[Task description]
Among the entries below, take the line with "no attribute 'PROTOCOL_ATTACK_CLASS'" and the line with "I'm still checking", and output them and every line between them exactly, with nothing else.

Records from a data source
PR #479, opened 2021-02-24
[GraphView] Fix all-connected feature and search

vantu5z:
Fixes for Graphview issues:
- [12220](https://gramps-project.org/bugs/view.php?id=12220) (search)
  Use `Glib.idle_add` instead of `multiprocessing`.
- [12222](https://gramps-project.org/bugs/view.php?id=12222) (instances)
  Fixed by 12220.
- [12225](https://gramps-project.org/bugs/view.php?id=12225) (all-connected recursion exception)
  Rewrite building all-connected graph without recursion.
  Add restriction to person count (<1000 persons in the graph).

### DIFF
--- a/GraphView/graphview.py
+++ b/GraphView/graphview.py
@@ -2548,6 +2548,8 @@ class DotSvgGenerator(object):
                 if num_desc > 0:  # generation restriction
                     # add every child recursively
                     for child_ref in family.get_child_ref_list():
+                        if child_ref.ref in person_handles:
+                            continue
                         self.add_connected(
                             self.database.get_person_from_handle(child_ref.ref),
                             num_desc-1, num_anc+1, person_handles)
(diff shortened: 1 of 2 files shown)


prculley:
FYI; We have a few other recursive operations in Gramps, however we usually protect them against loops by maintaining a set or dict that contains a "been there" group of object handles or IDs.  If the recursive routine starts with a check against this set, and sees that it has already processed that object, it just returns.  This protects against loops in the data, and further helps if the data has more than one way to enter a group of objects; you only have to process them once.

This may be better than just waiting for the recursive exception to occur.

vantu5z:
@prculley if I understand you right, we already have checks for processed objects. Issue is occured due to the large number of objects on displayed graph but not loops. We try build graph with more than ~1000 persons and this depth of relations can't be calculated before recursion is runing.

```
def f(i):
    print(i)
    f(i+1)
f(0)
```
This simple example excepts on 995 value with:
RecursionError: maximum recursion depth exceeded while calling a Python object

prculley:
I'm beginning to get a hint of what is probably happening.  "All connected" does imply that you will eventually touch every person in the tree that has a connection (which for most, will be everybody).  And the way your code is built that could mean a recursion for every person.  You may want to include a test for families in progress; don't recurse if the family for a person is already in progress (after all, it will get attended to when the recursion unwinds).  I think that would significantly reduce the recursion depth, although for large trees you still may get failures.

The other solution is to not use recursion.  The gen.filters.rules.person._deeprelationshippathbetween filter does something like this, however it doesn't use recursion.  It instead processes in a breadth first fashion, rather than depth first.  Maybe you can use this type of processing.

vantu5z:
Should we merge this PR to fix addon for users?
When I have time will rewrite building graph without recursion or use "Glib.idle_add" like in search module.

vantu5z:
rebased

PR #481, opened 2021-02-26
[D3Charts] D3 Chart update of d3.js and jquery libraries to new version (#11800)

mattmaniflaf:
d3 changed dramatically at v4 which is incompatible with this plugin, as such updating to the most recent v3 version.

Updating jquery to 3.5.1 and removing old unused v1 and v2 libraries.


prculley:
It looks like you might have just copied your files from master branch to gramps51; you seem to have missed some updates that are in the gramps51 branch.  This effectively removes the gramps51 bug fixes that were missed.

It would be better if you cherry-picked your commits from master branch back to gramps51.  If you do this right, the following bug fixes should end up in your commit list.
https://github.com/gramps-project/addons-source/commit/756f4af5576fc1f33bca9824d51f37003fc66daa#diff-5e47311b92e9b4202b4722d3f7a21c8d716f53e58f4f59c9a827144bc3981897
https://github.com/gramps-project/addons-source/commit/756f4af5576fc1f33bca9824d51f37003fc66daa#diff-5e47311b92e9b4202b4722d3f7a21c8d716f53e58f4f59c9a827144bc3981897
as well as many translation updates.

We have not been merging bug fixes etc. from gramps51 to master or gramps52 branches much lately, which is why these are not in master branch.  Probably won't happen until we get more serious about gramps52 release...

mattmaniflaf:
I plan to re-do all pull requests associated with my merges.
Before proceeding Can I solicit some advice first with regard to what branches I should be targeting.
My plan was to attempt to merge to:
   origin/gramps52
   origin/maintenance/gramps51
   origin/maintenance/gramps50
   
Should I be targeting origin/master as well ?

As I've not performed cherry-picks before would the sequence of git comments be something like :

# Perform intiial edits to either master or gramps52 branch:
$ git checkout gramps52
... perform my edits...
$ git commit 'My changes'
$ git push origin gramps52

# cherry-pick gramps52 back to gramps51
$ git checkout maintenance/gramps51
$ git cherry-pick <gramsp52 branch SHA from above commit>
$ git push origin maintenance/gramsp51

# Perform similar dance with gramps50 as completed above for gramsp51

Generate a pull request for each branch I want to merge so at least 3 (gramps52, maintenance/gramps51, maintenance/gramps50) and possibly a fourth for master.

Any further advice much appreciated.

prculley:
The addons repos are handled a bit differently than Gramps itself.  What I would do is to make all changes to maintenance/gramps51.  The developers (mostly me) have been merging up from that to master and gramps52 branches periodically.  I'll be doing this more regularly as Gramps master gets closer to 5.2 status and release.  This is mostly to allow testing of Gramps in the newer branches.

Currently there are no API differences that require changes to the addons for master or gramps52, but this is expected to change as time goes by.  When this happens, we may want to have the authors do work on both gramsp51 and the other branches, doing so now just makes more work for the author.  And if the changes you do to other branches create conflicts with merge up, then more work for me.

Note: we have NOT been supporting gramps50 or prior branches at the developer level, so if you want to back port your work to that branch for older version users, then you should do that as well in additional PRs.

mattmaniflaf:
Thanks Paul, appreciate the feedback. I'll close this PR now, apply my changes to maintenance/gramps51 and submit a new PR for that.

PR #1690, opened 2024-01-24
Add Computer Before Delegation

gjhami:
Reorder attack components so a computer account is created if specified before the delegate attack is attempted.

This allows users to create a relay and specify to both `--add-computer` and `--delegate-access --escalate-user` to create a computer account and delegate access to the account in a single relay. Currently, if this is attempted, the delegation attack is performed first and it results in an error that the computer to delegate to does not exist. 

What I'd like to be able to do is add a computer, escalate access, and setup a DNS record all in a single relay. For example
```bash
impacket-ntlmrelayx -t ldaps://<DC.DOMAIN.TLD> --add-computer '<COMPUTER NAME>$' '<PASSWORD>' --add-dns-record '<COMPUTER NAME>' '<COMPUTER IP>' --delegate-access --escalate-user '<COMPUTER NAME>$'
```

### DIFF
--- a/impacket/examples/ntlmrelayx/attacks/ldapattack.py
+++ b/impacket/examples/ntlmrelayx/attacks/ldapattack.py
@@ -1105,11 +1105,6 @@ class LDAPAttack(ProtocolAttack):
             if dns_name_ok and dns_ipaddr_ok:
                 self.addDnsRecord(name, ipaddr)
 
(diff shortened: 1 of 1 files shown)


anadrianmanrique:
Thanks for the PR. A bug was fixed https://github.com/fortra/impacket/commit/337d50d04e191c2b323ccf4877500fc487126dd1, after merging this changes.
...
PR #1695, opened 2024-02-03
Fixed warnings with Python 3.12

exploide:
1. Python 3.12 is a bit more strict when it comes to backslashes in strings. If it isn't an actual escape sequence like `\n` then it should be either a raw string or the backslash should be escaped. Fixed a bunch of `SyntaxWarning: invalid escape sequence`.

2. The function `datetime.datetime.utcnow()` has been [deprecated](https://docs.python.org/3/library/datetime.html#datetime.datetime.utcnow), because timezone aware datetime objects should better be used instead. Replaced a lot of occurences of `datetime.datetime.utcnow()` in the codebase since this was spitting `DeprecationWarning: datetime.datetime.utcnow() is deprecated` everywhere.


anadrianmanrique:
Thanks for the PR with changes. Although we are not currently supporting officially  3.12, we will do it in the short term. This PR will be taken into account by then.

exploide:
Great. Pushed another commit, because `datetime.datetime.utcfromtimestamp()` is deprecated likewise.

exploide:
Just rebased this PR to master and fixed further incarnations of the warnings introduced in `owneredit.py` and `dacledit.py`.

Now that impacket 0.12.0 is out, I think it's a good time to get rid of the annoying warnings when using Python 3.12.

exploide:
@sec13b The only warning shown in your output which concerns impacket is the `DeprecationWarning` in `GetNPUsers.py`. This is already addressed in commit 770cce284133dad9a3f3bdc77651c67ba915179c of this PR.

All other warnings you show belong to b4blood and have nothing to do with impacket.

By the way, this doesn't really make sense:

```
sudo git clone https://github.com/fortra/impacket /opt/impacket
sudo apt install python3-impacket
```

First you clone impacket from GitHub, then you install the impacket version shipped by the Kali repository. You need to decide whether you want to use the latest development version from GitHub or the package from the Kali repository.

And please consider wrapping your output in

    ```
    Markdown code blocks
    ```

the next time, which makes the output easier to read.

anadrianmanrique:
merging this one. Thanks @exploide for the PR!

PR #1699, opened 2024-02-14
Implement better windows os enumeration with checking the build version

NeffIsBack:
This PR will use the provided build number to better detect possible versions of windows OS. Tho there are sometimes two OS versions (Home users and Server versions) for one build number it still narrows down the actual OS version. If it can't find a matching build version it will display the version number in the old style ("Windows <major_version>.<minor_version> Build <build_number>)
...
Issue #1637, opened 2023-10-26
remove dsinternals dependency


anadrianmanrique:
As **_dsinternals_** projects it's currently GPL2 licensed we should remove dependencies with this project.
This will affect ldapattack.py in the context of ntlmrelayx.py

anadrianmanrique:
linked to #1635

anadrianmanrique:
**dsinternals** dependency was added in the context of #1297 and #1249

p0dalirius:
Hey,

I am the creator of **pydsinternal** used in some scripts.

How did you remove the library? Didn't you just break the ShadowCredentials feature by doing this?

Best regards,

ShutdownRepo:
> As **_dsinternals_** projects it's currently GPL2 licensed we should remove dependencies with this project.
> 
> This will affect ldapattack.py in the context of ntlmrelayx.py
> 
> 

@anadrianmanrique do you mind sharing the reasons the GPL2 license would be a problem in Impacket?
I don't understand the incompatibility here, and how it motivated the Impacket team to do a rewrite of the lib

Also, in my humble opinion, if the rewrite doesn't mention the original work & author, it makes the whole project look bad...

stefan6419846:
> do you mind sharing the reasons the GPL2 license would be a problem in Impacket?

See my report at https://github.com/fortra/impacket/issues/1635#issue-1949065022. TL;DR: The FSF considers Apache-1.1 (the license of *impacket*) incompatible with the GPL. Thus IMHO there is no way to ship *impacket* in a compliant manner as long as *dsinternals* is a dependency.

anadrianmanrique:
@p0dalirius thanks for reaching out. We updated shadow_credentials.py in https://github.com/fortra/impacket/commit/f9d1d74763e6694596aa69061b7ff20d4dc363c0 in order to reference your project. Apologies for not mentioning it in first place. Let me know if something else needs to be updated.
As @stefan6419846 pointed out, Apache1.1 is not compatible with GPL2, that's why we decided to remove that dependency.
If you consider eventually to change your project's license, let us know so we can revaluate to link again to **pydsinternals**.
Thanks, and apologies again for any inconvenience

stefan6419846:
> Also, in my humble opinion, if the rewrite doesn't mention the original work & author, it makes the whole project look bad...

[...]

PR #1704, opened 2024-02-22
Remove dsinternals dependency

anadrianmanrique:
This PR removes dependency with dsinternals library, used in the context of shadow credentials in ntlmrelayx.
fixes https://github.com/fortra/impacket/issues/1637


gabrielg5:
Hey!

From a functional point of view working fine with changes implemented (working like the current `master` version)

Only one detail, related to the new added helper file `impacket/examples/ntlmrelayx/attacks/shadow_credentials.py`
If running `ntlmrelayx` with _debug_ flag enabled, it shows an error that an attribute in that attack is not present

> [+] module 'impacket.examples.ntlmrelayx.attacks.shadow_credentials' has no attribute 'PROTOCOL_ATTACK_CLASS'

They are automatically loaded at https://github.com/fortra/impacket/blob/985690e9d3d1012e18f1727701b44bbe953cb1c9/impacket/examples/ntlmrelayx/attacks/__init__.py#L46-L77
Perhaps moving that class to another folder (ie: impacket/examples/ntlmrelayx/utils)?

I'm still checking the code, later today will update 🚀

[Result of the exercise]
> [+] module 'impacket.examples.ntlmrelayx.attacks.shadow_credentials' has no attribute 'PROTOCOL_ATTACK_CLASS'

They are automatically loaded at https://github.com/fortra/impacket/blob/985690e9d3d1012e18f1727701b44bbe953cb1c9/impacket/examples/ntlmrelayx/attacks/__init__.py#L46-L77
Perhaps moving that class to another folder (ie: impacket/examples/ntlmrelayx/utils)?

I'm still checking the code, later today will update 🚀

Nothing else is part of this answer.